*** Begin section ***
PR #11414, opened 2021-01-20
Fix node overlap issue by skipping the original node from AutoLayout repositioning

zeusongit:
### Purpose

Wider nodes tend to overlap the parent node, the fix is to include the parent node in the auto layout group, and then restrict original node's repositioning to prevent jumping effect.

Problem:
node_placement_bug
 
Fix:
ovrlp2

### Declarations

### Reviewers

@DynamoDS/dynamo

### DIFF
--- a/src/DynamoCore/Graph/Workspaces/LayoutExtensions.cs
+++ b/src/DynamoCore/Graph/Workspaces/LayoutExtensions.cs
@@ -20,7 +20,7 @@ namespace Dynamo.Graph.Workspaces
         /// </summary>
         /// <param name="workspace">Workspace on which graph layout will be performed.</param>
         /// <param name="reuseUndoRedoGroup">If true, skip initializing new undo action group.</param>
-        internal static List<GraphLayout.Graph> DoGraphAutoLayout(this WorkspaceModel workspace, bool reuseUndoRedoGroup = false)
+        internal static List<GraphLayout.Graph> DoGraphAutoLayout(this WorkspaceModel workspace, bool reuseUndoRedoGroup = false, bool isNodeAutoComplete = false, Guid? originalNodeGUID = null)
         {
             if (workspace.Nodes.Count() < 2) return null;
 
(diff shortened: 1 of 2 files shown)


QilongTang:
Seems in certain case, it is still covering a little bit. More testing on the way
SliderAutoComplete

QilongTang:
This solution does come with an advantage that if user autocomplete not based on the order of the ports, they will see our auto layout clean up the sequence of the nodes for them instead of have the two result nodes mingled..
image

src/DynamoCore/Graph/Workspaces/LayoutExtensions.cs
```diff
@@ -426,6 +433,46 @@ private static void SaveLayoutGraph(this WorkspaceModel workspace, List<GraphLay
...
+                            note.ReportPosition();
+                        }
+                    }
+                }
+            }
+        }
+        /// <summary>
+        /// This method pushes changes from the GraphLayout.Graph objects
+        /// back to the workspace models, but only for nodes placed by NodeAutocomplete.
+        /// </summary>
```
QilongTang, line 453: Both versions of the function are missing comments for input params, do you mind adding them back?

QilongTang (approved):
LGTM with one comment. By comparing this solution with the other one by @aparajit-pratap, I see advantage for both. Due to the following reasons, I would like to ship this one for now:
- Node auto complete no longer depending on the order of the ports
- This solution is a bit simpler although less precise on the right amount to move, but do deliver a solution with less maintaining cost

aparajit-pratap:
IMHO this solution is not clean as it tampers with the original graph layout algorithm by adding a condition that if laying out for node-auto complete then do this other layout logic. Also, the placement of the nodes is not clean either as the nodes are placed on the top of the given node and not alongside it. I'm not sure if @Amoursol has any opinion on this but that's just me. Furthermore, I proposed a solution that I was hoping that the Morpheus team could take and continue working on/refining but it's unfortunate that no such attempt has not been made.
*** End section ***
Among the lines above, find those with the string "null" and copy them.

**Your response**
+        internal static List<GraphLayout.Graph> DoGraphAutoLayout(this WorkspaceModel workspace, bool reuseUndoRedoGroup = false, bool isNodeAutoComplete = false, Guid? originalNodeGUID = null)
             if (workspace.Nodes.Count() < 2) return null;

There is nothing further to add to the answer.